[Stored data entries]
=====
PR #1715, opened 2026-08-29
fix(pi,agents): tool-result images + provider-qualified set-session-config + live model catalogs

HongChenGG:
## Summary
Fixes broken inline model switching from the web UI and keeps in-session model catalogs in sync with the live agent config. Includes the earlier `fix(pi): render images returned in pi tool results` commits.

### 1. set-session-config used the wrong wire format per agent (the crash)
The hub normalizes a picked model into a `{provider, modelId}` object, but every agent handler collapsed it to a bare modelId:
- **opencode** requires the provider-qualified `provider/modelId` wire format (its ACP resolver treats a bare id as a provider name → `model not found`): added `modelProviderQualified` option;
- **claude / codex / kimi / copilot** handlers crashed on the object payload (TypeError / unhandled throw): extract the bare modelId they expect;
- **hub session cache** now normalizes per flavor (opencode keeps the qualified id, others the bare id);
- a failed inline switch rolls `sessionModel` back via `onModelRollback` so keepalives and the hub display converge on the model the backend actually kept.

### 2. In-session model catalogs drifted from the create-session form
The session picker served frozen startup snapshots while the create-session form probes live config:
- **pi**: `ListPiModels` re-queries the running process on every request (cache kept only as fallback);
- **opencode / grok / copilot**: probe live (shared with the create-session form, 60s cache) instead of serving the frozen `session/new` ACP snapshot; `currentModelId` stays session-scoped so inline switches / rollbacks display accurately;
- **web**: in-session model pickers refresh every 15s.

### Note on conflicts with current main
Main gained `onModelRollback` wiring (d4fe6b9..) that overlaps `cli/src/opencode/opencodeRemoteLauncher.ts` / `runOpencode.ts` here — the merge resolution is to keep upstream's `rollbackModel` (`model ?? undefined`) plus this branch's `modelProviderQualified`, probe fallback, and comments. Happy to rebase if that's easier for review.

### DIFF
--- a/cli/src/pi/loop.ts
+++ b/cli/src/pi/loop.ts
@@ -2,11 +2,11 @@ import { logger } from '@/ui/logger';
 import { convertAgentMessage } from '@/agent/messageConverter';
 import { createNativeSessionTitleMetadataSync } from '@/agent/nativeSessionTitle';
 import { PiTransport } from './piTransport';
-import { convertPiEvent, convertPiTurnUsage } from './piEventConverter';
+import { convertPiEvent, convertPiTurnUsage, extractPiGeneratedImages } from './piEventConverter';
 import { PiMessageAccumulator } from './piMessageAccumulator';
 import { PiExtensionUiHandler } from './extensionUiHandler';
 import { parsePiModels, parsePiCommands, parsePiContextUsage, PiAgentEndEventSchema, PiAgentSettledEventSchema, PiExtensionUiRequestSchema, PiLifecycleEventSchema, PiResponseEventSchema, PiSessionInfoChangedEventSchema, PiStateDataSchema, PiSetModelDataSchema } from './schemas';
-import type { PiContextUsage, PiResponseEvent, PiRpcCommand, PiThinkingLevel, PiTurnEndEvent } from './types';
+import type { PiContextUsage, PiResponseEvent, PiRpcCommand, PiThinkingLevel, PiToolExecutionStartEvent, PiTurnEndEvent } from './types';
 import type { PiSession } from './session';
 import type { PiConversationHistory } from './conversationHistory';
 
@@ -533,6 +533,9 @@ export function wireTransportEvents(
     const lifecycleTimeline = new PiLifecycleTimeline();
     let latestContextUsageRequest = 0;
     let deliveredSettlement = false;
+    // Bounded tool-args cache so tool_execution_end can attribute registered
+    // media (e.g. images read by the `read` tool) to their source path.
+    const piToolArgsByCallId = new Map<string, unknown>();
     let legacySettleTimer: ReturnType<typeof setTimeout> | null = null;
     let promptLifecycleTimer: ReturnType<typeof setTimeout> | null = null;
     let compactionRetryTimer: ReturnType<typeof setTimeout> | null = null;
@@ -849,6 +852,19 @@ export function wireTransportEvents(
             for (const message of messages) {
                 const converted = convertAgentMessage(message, session.currentModel);
                 if (converted) session.sendAgentMessage(converted);
+            }
+            if (event.type === 'tool_execution_start') {
+                if (piToolArgsByCallId.size > 500) piToolArgsByCallId.clear();
+                const startEvent = event as PiToolExecutionStartEvent;
+                piToolArgsByCallId.set(startEvent.toolCallId, startEvent.args);
+            } else if (event.type === 'tool_execution_end') {
+                const endEvent = event as { toolCallId: string };
+                const mediaMessages = extractPiGeneratedImages(event, (toolCallId) => piToolArgsByCallId.get(toolCallId));
+                piToolArgsByCallId.delete(endEvent.toolCallId);
+                for (const message of mediaMessages) {
+                    const converted = convertAgentMessage(message, session.currentModel);
+                    if (converted) session.sendAgentMessage(converted);
+                }
             }
         }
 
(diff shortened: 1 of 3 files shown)


HongChenGG:
Rebased onto current `main` (`10042f79`) — thanks for the merge-resolution note, it was accurate.

**Conflict resolutions (3 hunks, 2 files):**

1. **`rollbackModel`** — kept upstream's version exactly (`batch.mode.model = model ?? undefined`); this branch's earlier variant and its doc comment are gone (the `d6dccf10`/`caa204b4` pair already converged there).
2. **Duplicate `onModelRollback` / `onReasoningEffortRollback` wiring** — dropped, because current `main` already has both the `OpencodeLoopOptions`/`OpencodeRemoteLauncherOptions` declarations and the `runRemote` pass-through. `cli/src/opencode/loop.ts` therefore **no longer appears in the PR diff**; the rest of the opencode probe/fallback work is unchanged.
3. Fixed a stale comment above the opencode probe: it still claimed the code "falls back whenever it did not produce a non-empty catalog", but `dce83174`/`0ab2281d` deliberately treats a *successful* empty catalog as authoritative. Comment now matches the code.

**Re-verified on the rebased head:**
- `bun run typecheck` — cli / web / hub / relay all clean
- `bun run test` — cli 234 files / 2628 passed, hub 1225 passed, web 2947 passed, shared 299 passed, relay 88 passed
- Diff is now 22 files, +511/−50 (`cli/src/opencode/loop.ts` dropped as above).

HongChenGG:
Both findings fixed in `df77180c` (on top of the rebase in `0ab2281d`).

**1. [Major] `runPi.ts:858` — polling reapplied the startup model.** Correct, and this is exactly what the new 15s poll made severe: `ListPiModels` now re-queries `get_available_models`, so its response re-entered the startup `set_model` branch on every poll and reverted an inline switch to the launch model. Fixed by making startup-model application a **one-shot bootstrap**, not a per-response action:
- `PiSession.initialModel` is consumed on the first response that can act on it, and the branch is additionally gated on `session.explicitModelSelection` (set by the `SetSessionConfig` and `/model` paths), so a user selection always wins.
- The gate is re-checked *inside* the `runRuntimeMutation` lease, because the outer check runs before a queued user switch is granted the lease.

These are the three commits from #1815 (`fix(pi): make user model selection sticky` + tests), cherry-picked here, since #1715 is what makes the bug reachable every 15 seconds. **#1815 is the standalone version of the same guard against current `main`** — if you merge this PR first, #1815 can be closed as redundant (otherwise they will conflict on `cli/src/pi/loop.ts`; tell me which one you'd rather keep and I'll drop the other).

**2. [Minor] `runPi.ts:864` — dedup ran after the metadata write.** Fixed as suggested: the cache write and the change-detected `updateMetadata` now happen in one place in `handleResponse`, for every response *including successful empty catalogs*, and the dead duplicate in the `ListPiModels` handler is gone. Added a regression test that asserts two identical polls version the metadata once and that an empty catalog clears the cache and versions it once (fails before the fix: 2 calls, passes after: 1).

**Tests** — `cli`: typecheck clean, 234 files / 2635 passed / 2 skipped. `web`/`hub` are untouched by these commits and were green on `0ab2281d`.

**Still untested** — the bot's third coverage note (Pi tool-result image delivery through real transport) is not unit-testable in this suite: `piEventConverter` is mock-converted in `loop.test.ts` and the whole suite mocks Pi. That path is exercised by the integration job.

HongChenGG:
Decision on the overlap mentioned earlier: **#1815 is closed as redundant**, its three commits live here as `3b2911ca`/`a6299f08`/`ce3fb321`, so there is nothing left to arbitrate — just merge this one.

The branch is preserved at `HongChenGG/hapi:fix/pi-sticky-user-model` in case you'd rather take the small standalone fix first; then I'll rebase this PR instead.

HongChenGG:
### Re: "image test does not establish end-to-end hub/client rendering"

Acknowledging the review note on 4e45e84/eeab6570 — replying with evidence rather than more mocks, because we believe the residual gap it describes is already closed layer-by-layer, and the Pi path deliberately adds **no Pi-specific hub or client code**:

1. **Pi-side registration & delivery** (`cli/src/pi/piEventConverter.ts:118` → `wireTransportEvents`): the new `piGeneratedImageDelivery.test.ts` exercises the *real* converter and the *real* generated-image registry (only logger/accumulator are stubbed), asserting the `generated_image` AgentMessage on `sendAgentMessage` and byte-exact retrieval via `getGeneratedImage`.
2. **AgentMessage → wire block** (`cli/src/agent/messageConverter.ts:123` `generated_image → generated-image` with imageId/fileName/mimeType/source): covered by the pre-existing `messageConverter.test.ts:243` — unchanged by this PR, which is precisely why the delivery test mocks it.
3. **Hub**: the message flow is type-agnostic (no `generated_image` branching in `hub/src/`); retrieval is the established route `GET /sessions/:id/generated-images/:imageId` (`hub/src/web/routes/git.ts:161`) → `syncEngine.readGeneratedImage` → RPC `ReadGeneratedImage`. Nothing Pi-specific to test there.
4. **CLI retrieval handler** (`cli/src/modules/common/handlers/files.ts:62`) reads from the same registry instance the delivery test asserts against — the byte comparison in step 1 is what that handler would serve.
5. **Web**: renders `generated-image` blocks without distinguishing flavors (`ToolMessage` aligns only on user/assistant source), already covered by `ToolMessage.generatedMedia.test.tsx` (labels, lazy fetch, blob retrieval) — shared with the Codex flow this mirrors.

So every Pi-specific new behavior has direct coverage; each shared hop keeps its own layer's test; what genuinely remains unverified is real-agent runtime rendering, which we consider out of scope for unit tests in this PR. Happy to add an integration fixture if a maintainer wants it.

PR #1719, opened 2026-08-30
feat(pi): auto-title Pi sessions via bundled hapi_change_title extension

HongChenGG:
## Problem

Pi sessions in HAPI never get automatic titles:

- HAPI launches Pi with `PI_RPC_EMIT_TITLE=1`, but Pi does not implement that env var (verified against pi 0.84.2 and the latest 0.84.4) — it is a no-op.
- Unlike the Claude/Codex/OpenCode launchers, the Pi bridge neither registers a `change_title` tool nor injects a title instruction, so nothing ever sets the session title. Sessions fall back to path/id names forever.

Related: #1669 (hub-side auto title-provider approach), #1672 (change_title availability for other launcher types).

## Approach

Give Pi sessions the same treatment the other launchers already get — a tool plus an instruction — using Pi's own extension mechanism:

1. `titleExtension.ts` embeds a small Pi extension source (plain JS as a string) and materializes it under `<happyHomeDir>/runtime/<version>/pi/hapi-title-extension.ts` at launch, then passes it to Pi via `--extension` (available since pi 0.35.0).
2. The extension registers a namespaced `hapi_change_title` tool (naming mirrors the OpenCode launcher's `hapi_change_title`, so user extensions registering their own tools cannot collide) and injects a first-turn system-prompt instruction with the same wording used for Claude/Codex.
=====
TASK GOAL: Of all the entries above, output exactly the lines between the one holding "Decision on the" and the one holding "1. **Pi-side registration", inclusive.

SOLVED EXERCISE:
Decision on the overlap mentioned earlier: **#1815 is closed as redundant**, its three commits live here as `3b2911ca`/`a6299f08`/`ce3fb321`, so there is nothing left to arbitrate — just merge this one.

The branch is preserved at `HongChenGG/hapi:fix/pi-sticky-user-model` in case you'd rather take the small standalone fix first; then I'll rebase this PR instead.

HongChenGG:
### Re: "image test does not establish end-to-end hub/client rendering"

Acknowledging the review note on 4e45e84/eeab6570 — replying with evidence rather than more mocks, because we believe the residual gap it describes is already closed layer-by-layer, and the Pi path deliberately adds **no Pi-specific hub or client code**:

1. **Pi-side registration & delivery** (`cli/src/pi/piEventConverter.ts:118` → `wireTransportEvents`): the new `piGeneratedImageDelivery.test.ts` exercises the *real* converter and the *real* generated-image registry (only logger/accumulator are stubbed), asserting the `generated_image` AgentMessage on `sendAgentMessage` and byte-exact retrieval via `getGeneratedImage`.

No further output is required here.